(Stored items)
---*---
PR #407, opened 2020-11-20
mrc-1952 User can choose to scale bubble size by filtered dataset or entire dataset

EmmaLRussell:
# Pull Request Template

## Description

Sorry, this is a big changeset, but a lot of the changes are just from renaming 'ColourScale..' types to just 'Scale..' as they are being re-used for size scale now as well.

I was able to completely re-use the logic for finding the colour range, and pulled it out into a method to be used both for finding colour range and size range.  I did put a couple of properties into the MapAdjustScale component to allow the static range options to be hidden for now, but the other tickets for enabling the two static ranges should just be a case of switching off these properties for the Bubble Plot and testing that the scaling works. 

The only other significant changes is adding bubble size scales to the plotting selections modules and percolating updates from MapAdjustScale. 

This PR is using the new template which I merged in order to try it out, but I think we should change its checklist, since at the moment the expectation is that the user won't check all the boxes to complete the PR (e.g it'll be one of major, minor or patch version update). However, github helpfully labels the PR as having completed 'x of y' items so this will look incomplete. So I think we should either put a note into the template to delete options which are not relevant, or combine options (e.g. 'The build is passing, or failing only because of ADR tests'). Could probably also lose the 'Pull Request Template' heading, doesn't seem necessary. What do you think?

## Type of changes

- [ ] Major
- [x] Minor
- [ ] Patches

## Checklist

- [x] I have incremented version number
- [ ] The build passed successfully
- [x] The build failed because of ADR tests

### DIFF
--- a/src/app/static/src/app/components/plots/MapAdjustScale.vue
+++ b/src/app/static/src/app/components/plots/MapAdjustScale.vue
@@ -81,7 +81,7 @@ import {ScaleType} from "../../store/colourScales/colourScales";
 
     interface Props {
         show: boolean,
-        colourScale: ScaleSettings,
+        scale: ScaleSettings,
         step: number,
         metadata: any,
         hideStaticDefault: boolean,
@@ -95,7 +95,7 @@ import {ScaleType} from "../../store/colourScales/colourScales";
     }
 
     interface Data {
-        colourScaleToAdjust: ScaleSettings
+        scaleToAdjust: ScaleSettings
     }
 
     interface Methods {
@@ -106,7 +106,7 @@ import {ScaleType} from "../../store/colourScales/colourScales";
         name: "MapAdjustScale",
         props: {
             show: Boolean,
-            colourScale: Object,
+            scale: Object,
             step: Number,
             metadata: Object,
             hideStaticDefault: Boolean,
@@ -114,15 +114,15 @@ import {ScaleType} from "../../store/colourScales/colourScales";
         },
         data(): any {
             return {
-                colourScaleToAdjust: {...this.colourScale},
+                colourScaleToAdjust: {...this.scale},
                 ColourScaleType: ScaleType
             };
         },
         computed: {
             invalidMsg() {
                 let result = null;
-                if (this.colourScaleToAdjust.type == ScaleType.Custom) {
-                    if (this.colourScaleToAdjust.customMin >= this.colourScaleToAdjust.customMax) {
+                if (this.scaleToAdjust.type == ScaleType.Custom) {
+                    if (this.scaleToAdjust.customMin >= this.sScaleToAdjust.customMax) {
                         result = i18next.t("maxMustBeGreaterThanMin");
                     }
                 }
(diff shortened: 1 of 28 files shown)


src/app/static/src/app/components/plots/MapAdjustScale.vue
```diff
@@ -101,48 +107,52 @@ import {ColourScaleType} from "../../store/colourScales/colourScales";
     export default Vue.extend<Data, Methods, Computed, Props>({
         name: "MapAdjustScale",
         props: {
+            name: String,
```
EmmaLRussell, line 110: I added this name property to allow the component to use it to construct a unique name for its radio button group -  without this, you could have both components open at once and acting as the same group (selecting in one component cleared selection in the other).

hillalex:
looks like the ADR tests failed because the app wasn't ready to accept connections - I guess try bumping up  the `sleep` here: https://github.com/mrc-ide/hint/blob/master/buildkite/test-adr-front-end-integration.sh#L16

hillalex:
Re the template - looks good! But yes I think lose the heading, combine options in final checklist like you suggest, and make "type of changes" into just a section without a checklist, e.g. just put

```
## Type of changes

Major - Minor - Patch 
```

and the author can delete as relevant?

hillalex (commented):
Code looks good and works as expected. One slight oddity - if the filtered dataset has no values in it, get something like this:

Screenshot from 2020-11-23 10-23-47

This kinda looks broken, and I'm not quite sure where the smallest bubble size (or smallest colour scale) comes from? Not sure what we should do in this case - show nothing? Show a "no data" message?

EmmaLRussell:
Ah, so you do get output filter combinations that yield no values! I wasn't sure. See conversation on https://github.com/mrc-ide/hint/pull/404  - I think if there are no values, as well as putting up a message, both the choropleth and bubble plot should hide their legends. 

Yeah, not sure why a value is shown there, I think in choropleth it shows a stacks of 0s. 

Can you remember what filter values you used to get no output values? Was that with the Malawi data?

> Code looks good and works as expected. One slight oddity - if the filtered dataset has no values in it, get something like this:
>

hillalex:
> I think if there are no values, as well as putting up a message, both the choropleth and bubble plot should hide their legends.

that makes sense to me

> Can you remember what filter values you used to get no output values? Was that with the Malawi data?

it was after importing the ADR test data set and replacing the broken programme file with the one in the local test data. I chose "Southern" as the region filter and then selected "Region" as the area detail level.

hillalex:
> it was after importing the ADR test data set and replacing the broken programme file with the one in the local test data. I chose "Southern" as the region filter and then selected "Region" as the area detail level.

which now I think about it seems like a bug! if you don't have a region filter you see data for each region - if you select a specific region with the filter you see no data

hillalex:
Ha, now sleep time looks ok but looks like a legit ADR failure. Happy for this to be merged anyway, seems like the no data question is somewhat independent.

EmmaLRussell:
OK, great, I'll merge this and make another ticket for the PR template changes.

> Ha, now sleep time looks ok but looks like a legit ADR failure. Happy for this to be merged anyway, seems like the no data question is somewhat independent.

PR #408, opened 2020-11-23
mrc-1981 Fix bubble plot for value ranges with one value only

EmmaLRussell:
## Description

As I suspected, the problem was that the bubble plot wasn't prepared for a value range with a single value, i.e. where min == max, and was getting itself into all sorts of divide-by-0 difficulty. 

In fixing this, I've introduced a slight inconsistency - it felt natural to make the only bubble size for the sole value the maximum bubble size. However I noticed that the colour we use for such a value is the colour representing the lower end of the colour scale. What do you think? Should it be consistified by taking min bubble size, or max colour value? Or is no-one going to care?

## Type of changes

- [ ] Major
- [ ] Minor
- [x] Patches

## Checklist

- [x] I have incremented version number
- [ ] The build passed successfully
- [x] The build failed because of ADR tests

### DIFF
--- a/NEWS.md
+++ b/NEWS.md
@@ -1,3 +1,6 @@
+# hint 1.1.1
+* Fixed bug where bubble plot failed to display bubble for single-value range.
+
 # hint 1.1.0
 
 * Bubble plot size can be scaled by filtered dataset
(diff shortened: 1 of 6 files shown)


hillalex (approved):
Agree max bubble size feels more natural here. I say leave as is and see if anyone complains.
---*---
__What the task requires__
Only one thing is wanted in reply: the number of lines in the entries that hold the string "ScaleSettings".

__Task output__
4